On the afternoon of December 8, reporters asked about the incident in Shanwei during the Ministry of Foreign Affairs’ routine press conference. A spokesperson, Qin Gang, said that he did not have all the details about the situation. When reporters asked him under what circumstances were armed Chinese police allowed to fire at Chinese citizens, Qin replied, “Whatever happens, China rules the country according to the law.”

The telephone interviews of overseas reporters were often cut off right in the middle. Radio Free Asia (RFA) reported that the cell phones and telephones belonging to the town’s representatives who had informed RFA of the situation had all been cut off.

Some villagers said that they could not believe a government would be so cruel as to fire on unarmed villagers. These villagers felt helpless. A 70-year-old farmer said that he had never seen such a terrible thing in his lifetime. “When the Chinese Communist Party kills people, it is even scarier than when the Japanese army attacked the town or than bandits and gangsters.” He continued, saying, “The villagers of Dongzhou are honest people who can endure hardship. How could the CCP fire on such decent citizens?!”

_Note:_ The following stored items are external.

PR #13686, opened 2026-01-22
[Chatbot][Frontend] Add redirect-channel text and reorganize config code

JialinHuang803:
This PR includes:

**Bot Static Messages Updates:**

* Simplify contact card text.
* Add conditional footer with channel redirect.

**Azure Blob Storage Integration:**

* Added a new `BlobClientManager` class to `src/config/blobClient.ts` that manages a singleton Azure Blob Storage client, providing methods to download blobs and retrieve last modified times.
* Refactored `ChannelConfigManager` in `src/config/channel.ts` to use `BlobClientManager` for loading and watching the `channel.yaml` configuration from Blob Storage, removing legacy Blob client initialization logic. 
* Added a new `TenantConfigManager` class to `src/config/tenant.ts` that loads the `tenant.yaml` configuration from Blob Storage for tenant-to-channel mapping.

**Configuration Initialization and Local Development:**

* Introduced a `ConfigFacade` to centralize configuration initialization, ensuring all config managers are initialized before use in `src/app/app.ts`.
* Enhanced local development experience by supporting local settings and a local RAG tenant in `.env.testtool` and channel config logic.

**Environment and Infrastructure Updates:**

* Updated all environment files (`.env.dev`, `.env.preprod`, `.env.prod`, `.env.testtool`) to add the `AZURE_BLOB_STORAGE_URL` variable.
* Modified infrastructure templates (`azure.bicep`, `azure.parameters.json`) to accept and propagate the Blob Storage URL as a parameter/environment variable.

**Build & Tooling:**

* Fixed the test tool environment variable file path in the `package.json` scripts.

### DIFF
--- a/tools/sdk-ai-bots/azure-sdk-qa-bot/src/config/channel.ts
+++ b/tools/sdk-ai-bots/azure-sdk-qa-bot/src/config/channel.ts
@@ -193,7 +193,6 @@ class ChannelConfigManager {
         error: error.message,
         blob: config.channelConfigBlobName,
       });
-      throw new Error(`Failed to load channel configuration: ${error.message}`);
     }
   }
 
--- a/tools/sdk-ai-bots/azure-sdk-qa-bot/src/config/tenant.ts
+++ b/tools/sdk-ai-bots/azure-sdk-qa-bot/src/config/tenant.ts
@@ -160,7 +160,6 @@ class TenantConfigManager {
         error: error.message,
         blob: config.tenantConfigBlobName,
       });
-      throw new Error(`Failed to load tenant configuration: ${error.message}`);
     }
   }
 


tools/sdk-ai-bots/azure-sdk-qa-bot/src/cards/components/contact.ts
```diff
@@ -20,7 +20,12 @@ export function createContactCard() {
     body: [
       {
         type: 'TextBlock',
-        text: '🤖The responses are generated by AI and may contain outdated information. Please verify any important details independently. 🔁For follow-up questions, @mentioning the bot is recommended. 📝Please note that the bot is unable to reply to edited messages.',
+        text: '🤖 AI-generated response. Please verify before taking action.',
+        wrap: true,
+      },
+      {
+        type: 'TextBlock',
+        text: '📝 Please note that the bot is unable to reply to edited messages.',
```
lirenhe: Can we make it more clearly, e.g.  

The chatbot only responds to the original message. If a message is edited, it will not reply again.

tools/sdk-ai-bots/azure-sdk-qa-bot/src/cards/components/contact.ts
```diff
@@ -20,7 +20,12 @@ export function createContactCard() {
     body: [
       {
         type: 'TextBlock',
-        text: '🤖The responses are generated by AI and may contain outdated information. Please verify any important details independently. 🔁For follow-up questions, @mentioning the bot is recommended. 📝Please note that the bot is unable to reply to edited messages.',
+        text: '🤖 AI-generated response. Please verify before taking action.',
```
lirenhe: Let's make the message more clearly:  'This response is generated by AI. Please review it before taking action.'

tools/sdk-ai-bots/azure-sdk-qa-bot/src/config/blobClient.ts
```diff
@@ -0,0 +1,121 @@
+import { BlobServiceClient, ContainerClient } from '@azure/storage-blob';
+import { logger } from '../logging/logger.js';
+import config from './config.js';
+import { getAzureCredential } from '../common/shared.js';
+
+// Azure Blob Storage configuration
+const CONTAINER_NAME = 'bot-configs';
```
lirenhe: Can we put the config into env file?

tools/sdk-ai-bots/azure-sdk-qa-bot/src/config/channel.ts
```diff
@@ -21,7 +20,6 @@ export interface ChannelConfig {
 }
 
 // Azure Blob Storage configuration
-const CONTAINER_NAME = 'bot-configs';
 const BLOB_NAME = 'channel.yaml';
 const FALLBACK_RAG_ENDPOINT = 'https://azuresdkbot-dqh7g6btekbfa3hh.eastasia-01.azurewebsites.net';
```
lirenhe: It is in existing code, but better not hard code those values in src.

JialinHuang803: Moved to env.

tools/sdk-ai-bots/azure-sdk-qa-bot/env/.env.preprod
```diff
@@ -14,10 +14,15 @@ AZURE_RESOURCE_GROUP_NAME=azure-sdk-qa-bot-test
...
 AZURE_TABLE_NAME_FOR_CONVERSATION='TeamsChannelConversationsDev'
 
+## Azure Blob Storage
+AZURE_BLOB_STORAGE_URL='https://azuresdkqabotstorage.blob.core.windows.net/'
+BLOB_CONTAINER_NAME='bot-configs'
+CHANNEL_CONFIG_BLOB_NAME='channel.yaml'
+TENANT_CONFIG_BLOB_NAME='tenant.yaml'
 
 ## Email Alerts
 ALERT_EMAIL_ADDRESSES='chunyu@microsoft.com,jiaqzhang@microsoft.com'
```
lirenhe: Could you add yourself into the alert email address?

tools/sdk-ai-bots/azure-sdk-qa-bot/env/.env.dev
```diff
@@ -29,9 +34,12 @@ STORAGE_RESOURCE_GROUP_NAME='azure-sdk-qa-bot-dev'
 ## RAG Service scope
 RAG_SERVICE_SCOPE='api://azure-sdk-qa-bot-dev/.default'
 
+## RAG Service fallback
+FALLBACK_RAG_ENDPOINT='https://azuresdkbot-dqh7g6btekbfa3hh.eastasia-01.azurewebsites.net'
```
chunyu3: Does a fallback RAG service exist?
Even if we configure a fallback endpoint, we should not fall back to the production environment. Doing so would forward requests from the development environment to production, which could introduce risk and potentially impact the production environment. We should avoid putting the production environment at risk.

tools/sdk-ai-bots/azure-sdk-qa-bot/env/.env.dev
```diff
@@ -29,9 +34,12 @@ STORAGE_RESOURCE_GROUP_NAME='azure-sdk-qa-bot-dev'
...
+FALLBACK_RAG_TENANT='azure_sdk_qa_bot'
 
 ## Docker
-DOCKER_IMAGE_TAG="dev-0.0.19"
+DOCKER_IMAGE_TAG="dev-0.0.20"
```
chunyu3, line 35: Better to update the Image_tag in other environments to refer to exact tag deployed

tools/sdk-ai-bots/azure-sdk-qa-bot/src/config/blobClient.ts
```diff
@@ -0,0 +1,113 @@
...
+      }
+    }
+
+    return undefined;
+  }
+
+  /**
+   * Get blob last modified time
+   */
+  public async getBlobLastModified(blobName: string): Promise<Date | undefined> {
```
chunyu3: For more clearness
```suggestion
  public async getBlobLastModifiedTime(blobName: string): Promise<Date | undefined> {
```

tools/sdk-ai-bots/azure-sdk-qa-bot/src/config/channel.ts
```diff
@@ -94,25 +50,35 @@ class ChannelConfigManager {
...
     // Find matching channel
-    const channel = config.channels.find((ch) => ch.id === channelId);
+    const channel = channelConfig.channels.find((ch) => ch.id === channelId);
     if (channel) {
       return {
         name: channel.name,
         id: channel.id,
-        tenant: channel.tenant || config.default.tenant,
-        endpoint: channel.endpoint || config.default.endpoint,
+        tenant: channel.tenant,
```
chunyu3: What if `channel.tenant` is undefined?

tools/sdk-ai-bots/azure-sdk-qa-bot/src/config/channel.ts
```diff
@@ -209,34 +164,19 @@ class ChannelConfigManager {
...
       if (!fileContent) {
-        logger.warn(`Failed to download channel config blob after ${this.maxRetry} attempts, still use old config.`);
-        return;
+        // If we already have a config, keep using it
+        if (this.config) {
+          logger.warn('Failed to download channel config blob, still use old config.');
+          return;
+        }
+        // First initialization - no config to fall back to
+        throw new Error('Failed to download channel config blob and no existing config available');
```
chunyu3: `Throw exception` will crash all the front-end qa bot application. And we may not aware that the application is done and restart it.
The more suitable is to Logger a error and return the teams post message to indicate that the bot meet some problem and cannot answer.

tools/sdk-ai-bots/azure-sdk-qa-bot/src/config/channel.ts
```diff
@@ -247,12 +187,19 @@ class ChannelConfigManager {
       this.config = parsedConfig;
 
       // Get blob properties for last modified time
-      const properties = await blobClient.getProperties();
-      this.lastModified = properties.lastModified || new Date();
+      try {
+        const lastModified = await this.blobClientManager.getBlobLastModified(config.channelConfigBlobName);
+        this.lastModified = lastModified || new Date();
```
chunyu3: better to use ?? to exclude only undefined/null
```suggestion
        this.lastModified = lastModified ?? new Date();
```

tools/sdk-ai-bots/azure-sdk-qa-bot/src/turn/ThinkingHandler.ts
```diff
@@ -75,17 +85,49 @@ export class ThinkingHandler {
...
+    if (routeTenant) {
+      try {
+        // Get channel info (name and url) from tenant ID
+        const tenant = await this.tenantConfigManager.getTenant(routeTenant);
+        if (!tenant) {
+          logger.warn(`Tenant not found for route_tenant: ${routeTenant}`, { meta: this.meta });
+        } else {
+          const displayName = tenant.channel_name || routeTenant;
+          const channelLink = tenant.channel_link ? `[${displayName}](${tenant.channel_link})` : `${displayName}`;
+          const redirectText = `💬 Not resolved? Try posting in the 👉 ${channelLink} channel where our domain experts can provide a deeper dive.`;
```
chunyu3: Not clear whether chat bot will automatically redirect the post to another channel or ask user to re-post himself

tools/sdk-ai-bots/azure-sdk-qa-bot/env/.env.dev
JialinHuang803: The `DOCKER_IMAGE_TAG` in other .env files were also updated to the latest deployed tag. For preprod and prod, it's the value that I will deploy after checkin.

tools/sdk-ai-bots/azure-sdk-qa-bot/src/config/channel.ts
JialinHuang803: The existing code ensures that `channel.tenant` and `channel.endpoint` are not empty because: 
1. the properties of the interface ChannelItem are all required.
```
export interface ChannelItem {
  name: string;
  id: string;
  tenant: string;
  endpoint: string;
}
```
2. in the `ensureConfig()` method, if any value is undefined, an error will be thrown:
```
for (const channel of this.config.channels) {
  if (!channel.id || !channel.name || !channel.tenant || !channel.endpoint) {
    throw new Error(`Channel configuration is incomplete: ${JSON.stringify(channel)}`);
  }
}
```
They may be redundant, but I don't plan to update it in this PR.

tools/sdk-ai-bots/azure-sdk-qa-bot/src/config/channel.ts
JialinHuang803: The error occurs during initialization, not when users send messages in the channel. If the bot can't load channel config on first start, it's fundamentally broken. And it may make more sense to keep tracking and ensure that there is no error when deploying the bot.

tools/sdk-ai-bots/azure-sdk-qa-bot/src/turn/ThinkingHandler.ts
JialinHuang803: The users should re-post themselves~

tools/sdk-ai-bots/azure-sdk-qa-bot/src/config/channel.ts
JialinHuang803: As discussed offline, we will throw the error in the `initialize()` method.

tools/sdk-ai-bots/azure-sdk-qa-bot/src/config/channel.ts
JialinHuang803: I've removed the validation code and added back the `config.default.xxx` logic.

tools/sdk-ai-bots/azure-sdk-qa-bot/env/.env.dev
JialinHuang803: As discussed offline, we will remove the fallback constant values.

tools/sdk-ai-bots/azure-sdk-qa-bot/env/.env.dev
```diff
@@ -14,13 +14,18 @@ AZURE_RESOURCE_GROUP_NAME=azure-sdk-qa-bot-dev
 RESOURCE_SUFFIX=azsdkqabotdev
 
 
-## Azure Table
+## Azure Table Storage
 AZURE_STORAGE_URL='https://azuresdkqabotdevstorage.table.core.windows.net/'
 AZURE_TABLE_NAME_FOR_CONVERSATION='TeamsChannelConversationsDev'
 
+## Azure Blob Storage
+AZURE_BLOB_STORAGE_URL='https://azuresdkqabotdevstorage.blob.core.windows.net/'
```
chunyu3: If we define a separate environment variable for bot_storage_url, the blob and table storage may belong to different storage accounts.
Accessing these storage resources requires the bot to be granted appropriate permissions, which are configured during deployment by executing the Bicep templates.
https://github.com/Azure/azure-sdk-tools/blob/485cb0b32491ee9e1e0f66d44d16b9ce90209ecd/tools/sdk-ai-bots/azure-sdk-qa-bot/infra/storagePermissions.bicep#L14
When a different storage account is used for the blob, the required permissions may not be granted automatically. We may need to require permissions during deployment.
Since, in our environment, both the table and blob resources reside in the same storage account,  we just need to define the constraint in configure file to avoid two-permission-granted-flow. It is preferable to define a single environment variable, STORAGE_ACCOUNT_NAME, and derive both azure_table_storage_url and azure_blob_storage_url from that storage account.

tools/sdk-ai-bots/azure-sdk-qa-bot/src/config/tenant.ts
```diff
@@ -0,0 +1,232 @@
...
+    if (!this.config) {
+      throw new Error('Failed to initialize tenant configuration: config could not be loaded from blob storage');
+    }
+    this.startWatching();
+  }
+
+  /**
+   * Get the current tenant configuration
+   */
+  public async getConfig(): Promise<TenantConfig> {
```
chunyu3: This function may not be defined as async func.

tools/sdk-ai-bots/azure-sdk-qa-bot/src/config/tenant.ts
```diff
@@ -0,0 +1,232 @@
...
+    if (!this.config) {
+      throw new Error('Tenant configuration is not loaded');
```
chunyu3: Still not good to throw error

tools/sdk-ai-bots/azure-sdk-qa-bot/env/.env.dev
JialinHuang803: Updated: Remove the Table URL and Blob URL environment variables and get the URLs from the Storage account name.

tools/sdk-ai-bots/azure-sdk-qa-bot/src/config/tenant.ts
```diff
@@ -0,0 +1,232 @@
...
+
+      // Get blob properties for last modified time
+      try {
+        this.lastModified = (await this.blobClientManager.getBlobLastModifiedTime(config.tenantConfigBlobName)) ?? new Date();
+      } catch (metadataError) {
+        logger.warn('Failed to get blob last modified time, using current time', {
+          blob: config.tenantConfigBlobName,
+          error: metadataError.message,
+        });
+        this.lastModified = new Date();
```
chunyu3: Not good to set a faked modifiedTime.
Consider a rare case:
After you read the blob content, the blob is changed. And then you fail to retrieve the modified time, and set the modified time the current time which is later than the actually modified time. In the next loop, the system always determines that the in‑memory config is newer than the one in storage and therefore decides not to reload it. Consequently, the configuration stored in blob storage is never loaded again.

tools/sdk-ai-bots/azure-sdk-qa-bot/src/config/tenant.ts
```diff
@@ -0,0 +1,232 @@
...
+      });
+      throw new Error(`Failed to load tenant configuration: ${error.message}`);
+    }
+  }
+
+  /**
+   * Promise-based delay function using async/await
+   */
+  private async delay(ms: number): Promise<void> {
+    await setTimeout(ms);
```
chunyu3: Just curious,
why do we use async setTimeout and as a result make the delay an async func?

tools/sdk-ai-bots/azure-sdk-qa-bot/src/turn/ThinkingHandler.ts
chunyu3: I mean that the `redirectText` does not clear to info user to re-post themselves. Better to refine the sentence.

tools/sdk-ai-bots/azure-sdk-qa-bot/src/config/tenant.ts
JialinHuang803: This code is identical to channel.ts, which has been in place since the beginning. Here is the explanation by Copilot:
The Promise-based `setTimeout` clean async/await flow in the watch loop:
```
private async watchLoop(): Promise<void> {
  while (this.isWatching) {
    await this.checkAndReload();
    await setTimeout(this.watchInterval);  // Clean linear flow
  }
}
```
Without it, you'd need nested callbacks or promisify it yourself:
```
// Ugly callback version
private watchLoop(): void {
  this.checkAndReload().then(() => {
    setTimeout(() => {
      if (this.isWatching) {
        this.watchLoop();  // Recursive call
      }
    }, this.watchInterval);
  });
}
```
The `delay()` wrapper method is unnecessary and I can simplify it by just calling `await setTimeout(this.watchInterval);` directly.

tools/sdk-ai-bots/azure-sdk-qa-bot/src/config/tenant.ts
JialinHuang803: Goot point. Will remove the `new Date()` for both channel and tenant configs.

tools/sdk-ai-bots/azure-sdk-qa-bot/src/turn/ThinkingHandler.ts
JialinHuang803: Perhaps the message 'Try posting ...' already informs users to post in the target channel. Do we have any recommendations for improving this?

JialinHuang803: I can change the 'Try posting ...' to 'Please re-post ...' which may make it clearer.

tools/sdk-ai-bots/azure-sdk-qa-bot/src/config/tenant.ts
JialinHuang803: Removed the 'async' for all relevant methods.

tools/sdk-ai-bots/azure-sdk-qa-bot/src/config/tenant.ts
JialinHuang803: Updated.

tools/sdk-ai-bots/azure-sdk-qa-bot/src/config/tenant.ts
```diff
@@ -0,0 +1,221 @@
...
+  private async checkAndReload(): Promise<void> {
+    if (this.loadPromise) {
+      await this.loadPromise;
+      return;
+    }
+
+    try {
+      const currentModified = await this.blobClientManager.getBlobLastModifiedTime(config.tenantConfigBlobName);
+
+      if (!this.lastModified || (currentModified && currentModified > this.lastModified)) {
```
chunyu3, line 83: maybe change condition as following to include currentModified not retrieved case
```suggestion
      if (!this.lastModified || !currentModified || currentModified > this.lastModified) {
```

JialinHuang803: I think it's fine that we just simply skip this check and try again next cycle (in 5 seconds) if `currentModified` is null since we seldom change the config.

The Background Leading to the Incident

All this stems from a dispute in Donzhou Town, Shanwei City, over land compensation. The municipal authorities, in order to build a power plant, appropriated a large section of the farmers’ land and also forbid villagers from catching or raising fish in a nearby lake. Some villagers said that they were not opposed to the new power plant, but that their compensation money from the central government had been taken by corrupt officials, so they did not receive just compensation for the land.

The farmers appealed to the authorities this past May, asking them to solve the compensation problem, but no one from the government took care of it. As a result, the villagers began on September 21 to block the road on which the power plant’s transportation vehicles made their way to the plant.

On December 5, authorities in Shanwei, Guangdong Province, sent about 100 riot police to the power plant. When some representatives from Donzhou Town went to see the situation, they were immediately arrested. More than 3000 Donghzhou residents went to the plant to ask the police to release these representatives, but the police fired tear gas at them. Then, the police shot and killed some of the villagers.